§ **THE PROBLEM**
Using the records provided below, locate and copy each line that contains the word "lines".

§ **DATA UNDER STUDY**
PR #412, opened 2018-11-10
Allow for users to use CLI commands in MSlice without MAINWINDOW running

### LINKED ISSUE #410: CLI commands should be able to work without the GUI
Currently, if you run a script from plain python with CLI commands in it then `mslice` complains that the `MAIN_WINDOW` has not been created. The commands should be able to work without having started the GUI but if the GUI has been created then it should proceed as it currently does.

aybamidele:
Description of work.
I created a CLI presenter with all the relevant objects used in the MAINWINDOW to allow users run the CLI commands without the GUI
**To test:**

Fixes #410


mslice/cli/__init__.py
```diff
@@ -1,2 +1,38 @@
...
+class MSliceAxes(Axes):
+    name = 'mslice'
+
+    def plot(self, *args, **kwargs):
+        from mslice.cli.cli_mslice_projection_functions import PlotCutMsliceProjection
+        if is_cut(*args):
+            try:
+                lines = PlotCutMsliceProjection(*args, **kwargs)
+                return lines
+            except Exception as e:
```
martyngigg: Do we need to catch exceptions here? I think it would be better to let them out.

mslice/cli/__init__.py
```diff
@@ -1,2 +1,38 @@
...
+                print('Mslice Projection Error: ' + repr(e))
+        else:
+            return Axes.plot(self, *args, **kwargs)
+
+    def pcolormesh(self, *args, **kwargs):
+        from mslice.cli.cli_mslice_projection_functions import PlotSliceMsliceProjection
+        if is_slice(*args):
+            try:
+                mantid.kernel.logger.debug('using mantid.plots.plotfunctions')
```
martyngigg: I think this comment has been copied from `mantid`?

mslice/cli/_mslice_commands.py
```diff
@@ -8,199 +7,184 @@
...
-        if isinstance(workspace, MatrixWorkspace):
-            raise RuntimeError("Incorrect workspace type - run MakeProjection first.")
-        if not isinstance(workspace, correct_type):
-            raise RuntimeError("Incorrect workspace type.")
-    else:
-        if not isinstance(workspace, MatrixWorkspace):
-            raise RuntimeError("Incorrect workspace type.")
+# Show function to keep window running and not disappearing
+def show():
+    qpp.show()
```
martyngigg: Same typo as in the module name mentioned above.

mslice/app/qpp.py
```diff
@@ -0,0 +1,18 @@
...
+
+
+def create_qapp():
+    """
+    Create a qapplication for non gui plots
+    """
+    global qApp
+
+    if qApp is None:
+        qApp = QApplication([])
```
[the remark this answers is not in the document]
martyngigg: This may help with the segfault on the tests

mslice/plotting/globalfiguremanager.py
```diff
@@ -226,8 +238,15 @@ def get_category(cls, num):
         return figure_category
 
     @classmethod
-    def set_figure_as_kept(cls, num):
+    def set_figure_as_kept(cls, num=None):
```
martyngigg: Could you help me understand why `num` can now be `None`?

mslice/plotting/plot_window/plot_figure_manager.py
```diff
@@ -12,6 +11,8 @@
 from mslice.plotting.plot_window.slice_plot import SlicePlot
 from mslice.plotting.plot_window.cut_plot import CutPlot
 import mslice.plotting.pyplot as plt
+import mslice.app.qapp as qpp
```
martyngigg: Typo in `qpp`. I think this should be `qapp`?

mslice/plotting/plot_window/plot_figure_manager.py
```diff
@@ -28,7 +29,11 @@ def __init__(self, number, current_figs):
         self._current_figs = current_figs
 
         # window instance
-        self.window = PlotWindow(manager=weakref.proxy(self))
+        if not is_gui():  # if in cli only mode
```
martyngigg: How about we change `create_qapp` -> `create_qapp_if_required()` and then we can just do 
```
qapp.create_qapp_if_required()
self.window = PlotWindow(manager=weakref.proxy(self))
```
It makes the code a little easier to follow.

mslice/app/qapp.py
```diff
@@ -0,0 +1,20 @@
...
+qApp = None
+
+
+def create_qapp():
+    """
+    Create a qapplication for non gui plots
+    """
+    global qApp
+
+    if qApp is None:
```
martyngigg: It would be safer if we have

§ **REPLY TO THE TASK**
+                lines = PlotCutMsliceProjection(*args, **kwargs)
+                return lines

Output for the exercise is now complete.